1. The Connection Phase (HTTP Upgrade)
This happens the moment a charging station attempts to connect via WebSocket, but before the connection is truly accepted. Everything bound to the OCPPRouter runs here.
- Route Matching (
router.route): The incoming URL is evaluated against your defined patterns. - Connection Middleware (
router.use):- Execution Level: Pre-Authentication.
- Purpose: Runs horizontally (similar to Express.js). Use this to inspect HTTP headers, IP addresses (
ctx.handshake), enforce early rate-limiting, or inject data intoctx.state.
- Auth Callback (
router.auth):- Execution Level: Authentication & Acceptance.
- Purpose: Runs last in the HTTP upgrade chain. It looks at everything the middleware prepared, communicates with your database, and definitively calls
accept()orreject(). If accepted, the WebSocket officially opens.

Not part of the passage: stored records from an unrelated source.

PR #11252, opened 2025-11-05
feat(GuildMemberManager): handle gateway request rate limit

didinele:


packages/discord.js/src/errors/ErrorCodes.js
```diff
@@ -135,6 +135,8 @@
  *
  * @property {'PermissionOverwritesTypeMandatory'} PermissionOverwritesTypeMandatory
  * @property {'PermissionOverwritesTypeMismatch'} PermissionOverwritesTypeMismatch
+ *
+ * @property {'GatewayRequestRateLimited'} GatewayRequestRateLimited
```
Jiralite: For visibility: https://github.com/discordjs/discord.js/pull/11251#discussion_r2501211302

packages/discord.js/src/managers/GuildMemberManager.js
```diff
@@ -246,46 +247,64 @@ class GuildMemberManager extends CachedManager {
...
+        if (payload.t === GatewayDispatchEvents.RateLimited && payload.d.meta.nonce === nonce) {
+          clearTimeout(timeout);
+          this.client.ws.off(WebSocketShardEvents.Dispatch, rateLimitHandler);
+          this.client.removeListener(Events.GuildMembersChunk, handler);
+          this.client.decrementMaxListeners();
+          reject(new DiscordjsError(ErrorCodes.GatewayRequestRateLimited, payload.d));
+        }
+      };
+
+      this.client.ws.on(WebSocketShardEvents.Dispatch, rateLimitHandler);
```
Qjuh, line 300: Shouldn't there be a `/src/client/websocket/handlers/RATE_LIMITED.js` for this websocket event so that
- end users can listen to it directly and
- you can use it here directly instead of having to filter the full dispatch event again 

Same applies for the backport where it would replace the usage of listening to `Events.Raw`

didinele: I considered it, my objection being
> end users can listen to it directly

should they (esp. if the behavior is a thrown error anyway when it happens)? would they want to? why?

Qjuh: Same reason we have `REST#on('rateLimited',...)` while also `rejectOnRatelimit` setting. So users can decide themselves, use it for debugging, and in general expose all events to the end user, which we do in next major anyway.

Jiralite:
Now that #11251 is merged, time to use the new class from the shared package!

packages/discord.js/src/managers/GuildMemberManager.js
didinele: In #11251 we decided to share an error class between core and util. Naturally, that expects raw API data.

While ultimately I agree with adding the rate limit event for end users, constructing the error class becomes non-trivial after the conversion step in the RATE_LIMITED.js handler. As such, the handling here will continue listening to `Dispatch`/`Raw` (v14)

packages/discord.js/src/util/Events.js
```diff
@@ -156,6 +157,7 @@ exports.Events = {
   MessageReactionRemoveEmoji: 'messageReactionRemoveEmoji',
   MessageUpdate: 'messageUpdate',
   PresenceUpdate: 'presenceUpdate',
+  RateLimited: 'rateLimited',
```
Qjuh: This needs to be added in typings too.

packages/discord.js/src/managers/GuildMemberManager.js
```diff
@@ -246,46 +248,65 @@ class GuildMemberManager extends CachedManager {
...
-        },
-      });
       const fetchedMembers = new Collection();
       let index = 0;
+
+      const cleanup = () => {
+        /* eslint-disable no-use-before-define */
+        clearTimeout(timeout);
+
+        this.client.ws.off(WebSocketShardEvents.Dispatch, rateLimitHandler);
```
Qjuh:
```suggestion
        this.client.ws.removeListener(WebSocketShardEvents.Dispatch, rateLimitHandler);
```
Consistency I guess...

packages/discord.js/src/client/websocket/handlers/RATE_LIMITED.js
```diff
@@ -0,0 +1,65 @@
...
+        nonce: data.nonce,
+      };
+
+      break;
+    }
+
+    default: {
+      if (!emittedWarning) {
+        process.emitWarning(`Received a rate limit for an unknown opcode: ${data.opcode}`);
+        emittedWarning = true;
```
Qjuh: Wouldn't we want this warning to emit again if another unknown ratelimit happens?

packages/discord.js/src/managers/GuildMemberManager.js
didinele: I wanted both to be off actually, but with a quick search through the codebase, it seems we're doing removeListener a bunch.

packages/discord.js/src/client/websocket/handlers/RATE_LIMITED.js
didinele: My thought process was that if we have a type that's unimplemented, that will lead to the request hanging (see how request guild members currently behaves right now without this PR merged), so warning at least once will make sure the user is at least aware this could be happening if they don't have a listener.

Now that you ask, I'd go even further and do `!emittedWarning && !listenerCount(...)`. Thoughts?

didinele:
Important internal convo https://discord.com/channels/222078108977594368/999796393810067607/1438120490920054784

We're currently torn on introducing the ratelimited event or not.

didinele:
We've decided to ultimately not introduce Client#ratelimited.

packages/discord.js/src/client/websocket/handlers/RATE_LIMITED.js
```diff
@@ -0,0 +1,27 @@
...
+      break;
+    }
+
+    default: {
+      if (!emittedFor.has(data.opcode)) {
+        const warning = new GatewayRateLimitError(data, '<unknown>');
+        process.emitWarning(
+          'Received a rate limit for an unknown opcode. The error below contains information about the rate limit. Please open an issue on GitHub',
+        );
+        process.emitWarning(warning);
```
Jiralite: This is only going to log the string (i.e. `GatewayRateLimitError: Request with opcode X was rate limited. Retry after Y seconds.`), is that intended? It sounds like we'd want to log the object (we lose logging `meta`).

packages/discord.js/src/client/websocket/handlers/RATE_LIMITED.js
```diff
@@ -0,0 +1,24 @@
...
+module.exports = (client, { d: data }) => {
+  switch (data.opcode) {
+    case GatewayOpcodes.RequestGuildMembers: {
+      break;
+    }
+
+    default: {
+      if (!emittedFor.has(data.opcode)) {
+        process.emitWarning(
+          `Hit a gateway rate limit on opcode ${data.opcode}. If your library is up-to-date, please open an issue on GitHub.`,
```
vladfrangu:
```suggestion
          `Hit a gateway rate limit on opcode ${data.opcode} (${GatewayOpcodes[data.opcode]}). If the discord.js version you're using is up-to-date, please open an issue on GitHub.`,
```

Issue #8733, opened 2022-10-11
WebookClient/REST memory leak


gc:
### Which package is this bug report for?

discord.js

### Issue description

I was inspecting my bots memory dump to track down whats using memory, and noticed I have 77,000 instances of `REST` in memory, even though I don't make them myself, nor hold any references to them or webhookclients in my code.  (fyi: D.JS makes a REST for the main client, and then a new one for every new WebhookClient). These seem to never be freed from memory

1. Instantiate some WebhookClient's
2. Let them fall out of scope, and no longer be referenced
3. Observe they still use memory.

These images are referenced in the code sample section below
![chrome_iqXzVWA90S](https://user-images.githubusercontent.com/30398469/195053716-bec49849-5e5b-40bf-be0f-37c6d3754d57.png)

![image](https://user-images.githubusercontent.com/30398469/195053842-b2fd513f-4aac-46bc-bb94-508a17d18e9f.png)

### Code sample

```typescript
Repo/sample: https://github.com/gc/memleakrepo
`git clone git@github.com:gc/memleakrepo.git`
`yarn && yarn start`


After running this, you'll get a heap dump. Open it in chrome, and observe exactly 1000x REST objects in memory being retained, and 0x SomeClass.
See above for images showing this.
```

### Package version

14.6.0

### Node.js version

16.9.0

### Operating system

Windows

### Priority this issue should have

Medium (should be fixed soon)

### Which partials do you have configured?

No Partials

### Which gateway intents are you subscribing to?

Not applicable (subpackage bug)

gc:
Commenting discussion with kyra so its documented here:
kyra says the cause is this: https://github.com/discordjs/discord.js/blob/main/packages/rest/src/lib/RequestManager.ts#L240
and the onus is on the user to call `.destroy()` on webhookclients to free the memory because theres no way to fix it.
I say, surely theres a way to fix it if its just a setInterval - but otherwise lets document it clearly so its known you have to destroy it when you're done to prevent a silent memory leak.

kyranet:
To give more context, `WebhookClient` (which extends `BaseClient`) keeps a `REST` instance, which sets up those two timers:

https://github.com/discordjs/discord.js/blob/f92be4fb944e69ae1b7cf667d99e434ad2ed7491/packages/rest/src/lib/RequestManager.ts#L240
[...]

PR #11266, opened 2025-11-10
refactor(Webhooks)!: remove WebhookClient

ckohen:
BREAKING CHANGE: WebhookClient has been removed, use @discordjs/core instead or fetch webhooks. Alternative solutions are in the works

WebhookClient is an incredibly inefficient way to interact with webhooks (creates a rest instance per webhook, an entire client per webhook etc..). We are working on developing an alternative to this that will mimic the simplicity of WebhookClient. In the meantime, we recommend using @discordjs/core if you are not connected to gateway, and fetching webhooks from the client if you are. We know making an extra API call is not ideal, the alternative will solve this and will land as soon as we finish internal discussions.

Closes: #8733 


packages/discord.js/src/structures/MessagePayload.js
```diff
@@ -47,15 +47,14 @@ class MessagePayload {
...
 
   /**
-   * Whether or not the target is a {@link Webhook} or a {@link WebhookClient}
+   * Whether or not the target is a {@link Webhook}
    *
    * @type {boolean}
    * @readonly
    */
   get isWebhook() {
     const { Webhook } = require('./Webhook.js');
```
vladfrangu, line 56: todo: use lazy here

ckohen:
I decided not to unify the client class in this PR. I think we should in a PR following this one though.

packages/discord.js/src/client/WebhookClient.js
```diff
@@ -1,119 +0,0 @@
...
-   */
-  constructor(data, options) {
-    super(options);
-    Object.defineProperty(this, 'client', { value: this });
-    let { id, token } = data;
-
-    if ('url' in data) {
-      const parsed = parseWebhookURL(data.url);
-      if (!parsed) {
-        throw new DiscordjsError(ErrorCodes.WebhookURLInvalid);
```
Qjuh, line 56: This error is used nowhere else, should probably be removed from `/errors/ErrorCodes.js` and `/errors/Messages.js` and typings now.

packages/discord.js/src/util/Util.js
```diff
@@ -469,11 +469,19 @@ function cleanCodeBlockContent(text) {
...
+ * @property {Snowflake} id The webhook's id
+ * @property {string} token The webhook's token
+ */
+
 /**
  * Parses a webhook URL for the id and token.
  *
  * @param {string} url The URL to parse
- * @returns {?WebhookClientDataIdWithToken} `null` if the URL is invalid, otherwise the id and the token
+ * @returns {?WebhookDataIdWithToken} `null` if the URL is invalid, otherwise the id and the token
```
Qjuh, line 484: This utility helper was only used for `WebhookClient`, do we want to keep it anyway for future use/user convenience?

Jiralite: I'd say we can keep this for user convenience.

2. The Message Phase (WebSocket Open)
Once the Auth Callback fires accept(), the client is successfully connected. The execution context now moves to the message layer (OCPPClient).
- Message Middleware (
client.use):- Execution Level: Pre-Handler / Interceptor
- Purpose: Runs every time a message is sent or received. It wraps the raw protocol payload. Use this to intercept outgoing calls, format logs, validate custom schemas, or drop bad messages before the business logic sees them.
- Message Handlers (
client.handle):- Execution Level: Business Logic
- Purpose: This is the very end of the line. It receives the parsed OCPP payload (e.g.,
BootNotification), performs your actual business logic, and returns the formal protocol response.